ATR-dependent DNA damage signaling in TPP1 KO cells. (A) Induction of TIFs by deletion of TPP1. TPP1^F/F cells at 96 h after Cre (or mock) infection were analyzed using FISH for telomeres (FITC, green) and IF for 53BP1 (Alexa 555, red). (B) Quantification of the TIF response. Cells shown in panel A were scored for 10 or more telomeric 53BP1 foci. Bars show average results of three independent experiments and standard deviations. (C) Exogenous TPP1 expression represses TIF formations in TPP1 KO cells. The TIF response was quantified as for panels A and B. (D) γH2AX TIFs induced by TPP1 deletion. TPP1^F/F cells were analyzed using FISH for telomeres (FITC, green) and IF for γH2AX (RRX, red) at the same time point as in panel A after Cre infection. (E) Loss of TPP1 induces phosphorylation of Chk1 and Chk2. The indicated cells were harvested at 96 h after Cre infection and processed for immunoblotting for the indicated proteins. Asterisk, nonspecific band. (F) Immunoblots verifying shRNA-mediated knockdown of ATM and ATR. Cells infected with the indicated shRNAs were collected and analyzed at 96 h after Hit&Run-Cre infection. (G) ATR-dependent TIF formation upon TPP1 deletion. Cells infected with the indicated shRNAs were analyzed using FISH for telomeres (FITC, green) and IF for 53BP1 (Alexa 555, red) at the same time point as in panel F after Cre infection. (H) Quantification of the effect of ATM and ATR knockdown on the TIF response upon TPP1 deletion. Cells were treated as for panel G and scored for 10 or more telomeric 53BP1 foci. Bars show average results of two independent experiments and standard errors of the means.

FIG. 3.

TPP1 deficiency induces excess single-stranded telomeric DNA. (A) In-gel overhang assay with the indicated MEFs at the indicated time points after infection with Cre (or mock treatment). Molecular sizes are indicated in kilobases. (B) Quantification of the overhang signals of the gel shown in panel A. The single-stranded telomeric DNA signal was normalized to the double-stranded telomeric DNA signal.

FIG. 4.

Sister telomere fusions and infrequent chromosome-type fusions in TPP1 null cells. (A) Metaphase from TPP1^F/F cells at 144 h after Cre infection. DNA was stained with DAPI (false colored in red). Telomere DNA was detected by FISH (FITC, green). (B) Examples of chromosome-type fusions and sister telomere fusions in TPP1 KO cells.
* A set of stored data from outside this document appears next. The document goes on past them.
Issue #2347, opened 2018-07-28
Reenable full build on 2.13


kailuowang:
Right now several steps in build on 2.13-M4 were disabled temporarily to help release 2.13-M4 artifacts quickly 

- [ ]  code coverage disabled, due to lack of scoverage on 2.13-M4  [blocking issue](https://github.com/scoverage/scalac-scoverage-plugin/issues/225#issuecomment-405698919)
- [x] deprecation were ignored. need to find a way to cross-compile deprecated collection API, for now, it's just too much work that I don't have the time to do. https://github.com/typelevel/cats/issues/2893
- [ ] tut docs are disable also due to the deprecated collection APIs. 
- [ ] doctests are disabled, due to deprecated collection API and different toString implementations in collections. 
- [ ] scaladoc is disabled due to simulacrum stopped working on scaladoc compile on 2.13, possibly due to a scala macro bug reported to https://github.com/scala/bug/issues/11045

We should probably achieve these with multiple PRs.
If anyone is interested in picking one up, please announce it here.

SethTisue:
should this stay open? is any of this still pending?

kailuowang:
Only one of the 5 was resolved. I will take a look of them later.

DieBauer:
Scaladoc and scoverage can be enabled. tut and doctest still have issues. Tut, as mentioned with the deprecation warnings and -Werror flag failing the build. 
doctest, for what I can see, unused imports in some snippets.

I'll create a PR for the first two.

DieBauer:
I see two things, one is enable the 'full' build in sbt. e.g., all tasks can execute for both supported scala versions. The other is that the CI (travis) should be enabled for both versions. 

For travis I can see that cross-compiling scalaJs, and scalaFmt should be enabled. I can create a PR for that.

PR #3096, opened 2019-10-02
Enable coverage and docs

DieBauer:
Addresses two points of https://github.com/typelevel/cats/issues/2347

Enable scoverage for 2.13 and enable scaladoc generation for 2.13. 

One caveat with scoverage is that, for scala 2.13.1 (which Cats currently doesn't use), there are issues as described here https://github.com/scoverage/sbt-scoverage/issues/295 and blocking an upgrade. 

This might be decisive in dropping that commit from this PR, let me know.


kailuowang:
As of now on travis we only run coverage on Scala 2.12 using this [job](https://github.com/typelevel/cats/blob/master/.travis.yml#L32-L35)

With this change we shall be able to delete this coverage dedicated job and run coverage for both 2.12 and 2.13 by changing the jvm tests job to do coverage as well.  I.e. change the following 
https://github.com/typelevel/cats/blob/master/.travis.yml#L47 
to 
```
      install: pip install --user codecov
      script: sbt ++$TRAVIS_SCALA_VERSION!  coverage buildJVM bench/test coverageReport && codecov
```

DieBauer:
@kailuowang thanks for the remark, I forgot about travis. 

I'm reading the PR (https://github.com/typelevel/cats/pull/2737) that added the 2.12 coverage job, and there it states that running coverage reports for multiple scala versions is 'undefined'. 

So I'm not entirely sure if this is what we want to enable here. What are your thoughts?

Also, regarding publishing API docs for 2.12 and 2.13 does anything need to change? I'm not familiar with microsite. In my projects I'm doing `+unidoc` and move the /target/docs/scala-x to a server.

kailuowang:
My thought was enabling coverage on both Scala versions makes some sense. True we will only get one codecov report, but I believe we have coverage threshold check, which fails the build if the delta coverage falls below (on the other hand I haven't seen that in action for a while, so maybe we need to check the settings, not necessarily in this PR though). For those coverage checks it kind of makes sense to have them on both Scala versions. 

Unfortunately our microsite is tied to only one Scala version. I propose we change it to Scala 2.13, although I am not 100% sure if sbt-microsite supports it yet.

DieBauer:
Ok that makes sense. Not sure what the correct place would be in the travis job though

It seems that `bench/test` works on 2.13.0 as well. So the comment (https://github.com/typelevel/cats/blob/master/.travis.yml#L51) is not valid anymore and we can merge the jobs
with something like this?
```yml
    - &jvm_tests
      stage: test
      env: TEST="JVM tests"
      script: sbt ++$TRAVIS_SCALA_VERSION! buildJVM bench/test
      scala:
      - *scala_version_212
      - *scala_version_213
```

Where would coverage reporting then fit in `&& codecov`? in this job, or still in the separate job that you mentioned?

kailuowang:
that's good news. 
yeah, let's put the coverage in the `jvm_tests` jobs

build.sbt
```diff
@@ -6,12 +6,7 @@ import scala.xml.transform.{RewriteRule, RuleTransformer}
 import sbtcrossproject.CrossPlugin.autoImport.{crossProject, CrossType}
 
 lazy val scoverageSettings = Seq(
-  coverageEnabled := {
-    if (priorTo2_13(scalaVersion.value))
-      coverageEnabled.value
-    else
-      false
-  },
+  coverageEnabled := coverageEnabled.value,
```
kailuowang: Nit, we don't need this line right?

build.sbt
```diff
@@ -77,11 +72,7 @@ lazy val commonSettings = commonScalaVersionSettings ++ Seq(
     val unchanged = doctestGenTests.value
     if (priorTo2_13(scalaVersion.value)) unchanged else Nil
   },
-  // TODO: re-enable disable scaladoc on 2.13 due to https://github.com/scala/bug/issues/11045
-  sources in (Compile, doc) := {
-    val docSource = (sources in (Compile, doc)).value
-    if (priorTo2_13(scalaVersion.value)) docSource else Nil
-  }
+  sources in (Compile, doc) := (sources in (Compile, doc)).value
```
kailuowang: This line is not doing anything.

build.sbt
DieBauer: Yes correct :)

build.sbt
DieBauer: Oops, fixed

DieBauer:
Fixed merge conflict with master.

Experimental conditions are as for panel A. (C) Quantification of the types of telomere fusions in TPP1 null cells analyzed as for panel A. Telomere sister fusions were not scored for the short-arm telomeres because their proximity can lead to spurious coincidence of the telomeric signals.

FIG. 5.

The deletion of TPP1 induces endoreduplication. (A) DNA profiles of TPP^F/F cells before and after Cre. Cells were harvested and fixed at 5 days after Cre infection. DNA content was analyzed by FACS (PI staining). Sub-G₁ cells are not shown. (B) Telomere FISH on a metaphase spread derived from TPP1 KO cells showing diplochromosomes.